::: RECORDS TO PROCESS :::
PR #42, opened 2019-08-12
Fix shellcheck errors

maelk:
Some small fixes to remove shellcheck errors, mostly quoting variables

### DIFF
:::
Go through the entries and copy every line that has "errors".

§ ANSWER SECTION:
Fix shellcheck errors
Some small fixes to remove shellcheck errors, mostly quoting variables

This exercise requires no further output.